Compilation album by I Am Kloot
- Released: 16 September 2009
- Genre: Indie rock
- Length: 43:41 (CD1 UK) 53:25 (CD2 UK)
- Label: Skinny Dog Records

I Am Kloot chronology
| I Am Kloot Play Moolah Rouge (2007) | B (2009) | Sky at Night (2010) |

= B (I Am Kloot album) =

B is a compilation album of b-sides, rare recordings and unreleased material from English rock band I Am Kloot.

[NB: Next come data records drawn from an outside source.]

PR #212, opened 2021-11-29
Followup of Symfony TestContainer issue

Pierstoval:
Followup of #27 and #210

### DIFF
--- a/stubs/Symfony/Bundle/FrameworkBundle/Test/KernelTestCase.stub
+++ b/stubs/Symfony/Bundle/FrameworkBundle/Test/KernelTestCase.stub
@@ -8,4 +8,9 @@ abstract class KernelTestCase
      * @var TestContainer
      */
     protected static $container;
+
+    /**
+     * @return TestContainer
+     */
+    abstract public function getContainer();
 }


ondrejmirtes:
Please fix the build failures.

Pierstoval:
Should be done!

yakobe:
@Pierstoval This works perfectly for me too 👍 ! 
@ondrejmirtes Would it be possible to get this in? Or is there a release schedule to wait for?
Thanks for all the hard work everyone 😊.

ondrejmirtes:
Thank you! Gonna release it immediately.

alexander-schranz:
This seems to end in a strange error now when using a trait expecting a `getContainer` method with `ContainerInterface` as return type to exist:

I'm now getting:

```bash
 ------ ------------------------------------------------------------------------------------------------------------------------------------------------------------------------------------------------------------
  Line   src/Sulu/Bundle/TestBundle/Testing/ContainerTrait.php (in context of class Sulu\Bundle\TestBundle\Testing\KernelTestCase)
 ------ ------------------------------------------------------------------------------------------------------------------------------------------------------------------------------------------------------------
  32     Method Sulu\Bundle\TestBundle\Testing\KernelTestCase::getContainer() should return Symfony\Bundle\FrameworkBundle\Test\TestContainer but returns Symfony\Component\DependencyInjection\ContainerInterface.
 ------ ------------------------------------------------------------------------------------------------------------------------------------------------------------------------------------------------------------
```

I'm not understanding why here `Symfony\Bundle\FrameworkBundle\Test\TestContainer` is expected.

I think the Problem is that phpstan is not knowing that `TestContainer` is an instance of `Symfony\Component\DependencyInjection\ContainerInterface` now? But I could not find it how to achieve this.

stubs/Symfony/Bundle/FrameworkBundle/Test/KernelTestCase.stub
```diff
@@ -8,4 +8,9 @@ abstract class KernelTestCase
      * @var TestContainer
      */
     protected static $container;
+
+    /**
+     * @return TestContainer
+     */
+    abstract public function getContainer();
```
alexander-schranz, line 15: Also think this should be `protected static` like the implemntation: https://github.com/symfony/symfony/blob/94533d419fb54aac8c9391fa9cbe03342ee8f374/src/Symfony/Bundle/FrameworkBundle/Test/KernelTestCase.php#L88

janedbal:
I'm meeting the same issue as @alexander-schranz, why `KernelTestCase::getContainer` is marked to return TestContainer? There is no such thing guarranteed in the [implementation](https://github.com/symfony/symfony/blob/94533d419fb54aac8c9391fa9cbe03342ee8f374/src/Symfony/Bundle/FrameworkBundle/Test/KernelTestCase.php#L88), is it?

Pierstoval:
> I'm meeting the same issue as @alexander-schranz, why `KernelTestCase::getContainer` is marked to return TestContainer? There is no such thing guarranteed in the [implementation](https://github.com/symfony/symfony/blob/94533d419fb54aac8c9391fa9cbe03342ee8f374/src/Symfony/Bundle/FrameworkBundle/Test/KernelTestCase.php#L88), is it?

Indeed there's no real guarantee based on types, but in practice, it's almost always the case when using the full-stack framework: https://github.com/symfony/symfony/blob/60ce5a3dfbd90fad60cd39fcb3d7bf7888a48659/src/Symfony/Bundle/FrameworkBundle/Resources/config/test.php#L48

alexander-schranz:
Think `Symfony\Bundle\FrameworkBundle\Test\TestContainer` is correct and nobody would overwrite that. But think the main problem is that PHPStan does not now that `Symfony\Bundle\FrameworkBundle\Test\TestContainer` is implementing `Symfony\Component\DependencyInjection\ContainerInterface`. Because if it would I think the error would be gone.

The `stubs` implementation looks for me currently not allowing to achieve this, and also think that the `stubs` are not very future proof as when typehints change in different symfony versions.  Maybe there is another workaround to tell that `KernelTestCase` return a `TestContainer` without adding stubs here, so PHPStan also knows which interfaces TestContainer implements and also would implement in the future. /cc @ondrejmirtes do you see other ways to achieve the same result?

Maybe a more general solution to provide access to test container xml and dev container xml and based what files are analyzed the correct services are returned so also other services which are available only in test environment work like expected:

```xml
        container_xml_path: var/cache/dev/srcDevDebugProjectContainer.xml
        test_container_xml_path: var/cache/test/srcTestDebugProjectContainer.xml
        test_file_regex: 'Test.php$'
```

Or we can manipulate the loading of `srcDevDebugProjectContainer` that `test.service_container` points to TestContainer.

Pierstoval:
`test.service_container` should already contain an instance of `TestContainer`.

About the XML part, I'm not sure about what you'd like to achieve. I personally specify the Test container in my `container_xml_path` and it doesn't detect the `TestContainer` either, unless using the stubs in phpstan 😕

PR #220, opened 2021-12-15
Fix false positive about private service in service subscriber

### LINKED ISSUE #219: Services are not private if included through a Service Subscriber/Locator
Since #211 there is no way to get Services on the container by default. This a nice idea but it overlooks legitimate use-cases: it is indeed possible to get services on the container without getting a deprecation warning if your service implements the `ServiceSubscriberInterface` for example (see docs: https://symfony.com/doc/current/service_container/service_subscribers_locators.html#defining-a-service-subscriber)

It's the preferred way to make loading of services lazy: "Sometimes, a service needs access to several other services without being sure that all of them will actually be used. In those cases, you may want the instantiation of the services to be lazy". If you want an official example, go look at [AbstractController](https://github.com/symfony/symfony/blob/807672d639a888b7c538a2c3b2a4632339f417cb/src/Symfony/Bundle/FrameworkBundle/Controller/AbstractController.php#L57)

Now this raises errors:
```
 ------ --------------------------------------------------------------------- 
  Line   src/Twig/CategoryExtension.php                                       
 ------ --------------------------------------------------------------------- 
  33     Service "App\Service\ProductCategoryHelper" is private.              
  33     Service "Symfony\Component\HttpFoundation\RequestStack" is private.  
 ------ --------------------------------------------------------------------- 
```

```
class CategoryExtension extends AbstractExtension implements ServiceSubscriberInterface
{
    public function __construct(
        private ContainerInterface $container
    ) {}

    public function getFunctions(): array
    {
        return [
            ... whole bunch of other functions ...
            new TwigFunction('get_category_tree', [$this, 'getCategoryTree']),
        ];
    }

    /**
     * @return Collection<int, Category>
     */
    public function getCategoryTree(): Collection
    {
        return $this->container->get(ProductCategoryHelper::class)->getCategoryTree($this->container->get(RequestStack::class)->getCurrentRequest()->getLocale());
    }

    /**
     * @return array<string>
     */
    public static function getSubscribedServices(): array
    {
        return [
            ProductCategoryHelper::class,
            RequestStack::class
        ];
    }
}
```
But really, it shouldn't.

@jeroennoten 

Current Symfony version: 5.4.1

jeroennoten:
This fixes #219

### DIFF
--- a/src/Rules/Symfony/ContainerInterfacePrivateServiceRule.php
+++ b/src/Rules/Symfony/ContainerInterfacePrivateServiceRule.php
@@ -8,7 +8,9 @@ use PHPStan\Analyser\Scope;
 use PHPStan\Rules\Rule;
 use PHPStan\ShouldNotHappenException;
 use PHPStan\Symfony\ServiceMap;
+use PHPStan\TrinaryLogic;
 use PHPStan\Type\ObjectType;
+use PHPStan\Type\Type;
 use function sprintf;
 
 /**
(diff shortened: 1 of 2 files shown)


ondrejmirtes:
Thank you!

The album was first released at gigs starting on 16 September 2009, and was available on 15 October via Townsend Records. The official release date was 2 November 2009. The cover art consisted of fan-submitted artwork featuring the letter B.

Professional ratings
Review scores
| Source | Rating |
| Clash |  |

== Track listing ==
The track listing for the album is as follows:

=== Disc 1 ===
| 1. | "Titanic" | 3:12 |
| 2. | "Proof (demo)" | 2:48 |
| 3. | "This House Is Haunted" | 4:16 |
| 4. | "Cinders" | 1:54 |
| 5. | "Deep Blue Sea" | 3:55 |
| 6. | "The Mermen" | 3:49 |
| 7. | "Gods and Monsters (Two Lone Swordsmen Remix)" | 4:44 |
| 8. | "Strange Little Girl" | 2:16 |
| 9. | "Junk Culture" | 3:38 |
| 10. | "Stop Taking Photographs" | 1:56 |
| 11. | "Big Tears" | 2:25 |
| 12. | "Monkeys" | 2:16 |
| 13. | "By Myself" | 2:59 |
| 14. | "A Million Things (demo)" | 3:33 |

=== Disc 2 ===
| 15. | "Blue and Bone China" | 2:49 |
| 16. | "Asleep at the Wheel" | 3:36 |
| 17. | "Fat Kids in Photographs" | 2:39 |
| 18. | "Ferris Wheels (demo)" | 3:40 |
| 19. | "Tell Me Something" | 3:36 |
| 20. | "The Face of Alabaster" | 6:04 |
| 21. | "You Gotta Go" | 3:11 |
| 22. | "The Great Escape" | 2:28 |
| 23. | "Glimmer" | 4:58 |
| 24. | "Life in a Day (live)" | 2:57 |
| 25. | "Over My Shoulder (demo)" | 3:00 |
| 26. | "86 TV's (alternative version)" | 3:05 |
| 27. | "Twist (French)" | 3:20 |
| 28. | "Dogs Howl" | 1:59/8:00 |
| | the UK version includes a hidden track titled "Salomey Maloney" (lyrics by John Cooper Clarke; recited by Neil Bell) | |

=== Bonus tracks ===
Bonus tracks on the "European" 2xCD release and on the 2xLP release:
| 29 (CD2) / 15 (LP1). | "I'm a Believer" | 5:24 |
| 30 (CD2) / 16 (LP1). | "The Red Dress" | 4:24 |

=== Track origins ===
Track 1 originally released on "Titanic/To You" 7" single

Tracks 2, 27 originally released on "Morning Rain" single

Tracks 3, 4 originally released on "Life in a Day" CD single 1

Tracks 5, 13 originally released on "Life in a Day" CD single 2

Track 6 originally released on "Untitled #1" 7" single

Track 7 originally scheduled for release on "I Believe" single

Track 8 originally released on "Maybe I Should" single

Track 9, 10, 22 originally released on "Over My Shoulder" single

Track 11, 12 originally release on "3 Feet Tall" single

Tracks 14, 15, 16, 17, 19, 21, 23, 28 previously unreleased on any format

Track 18 original version appears on I Am Kloot Play Moolah Rouge

Track 20 released as free download from I Am Kloot website in Christmas 2008

Track 24 originally released on "From Your Favourite Sky" single

Track 25 originally released on We Love You, So Love Us Too compilation

Tracks 4, 9, 13, 15, 19 and 22 all pre-date I Am Kloot and were originally performed by singer John Bramwell under the name Johnny Dangerously.

== Personnel ==
- John Harold Arnold Bramwell – vocals, guitars.
- Peter Jobson – bass, slide guitar, backing vocals, piano, organ.
- Andy Hargreaves – drums, percussion, glockenspiel.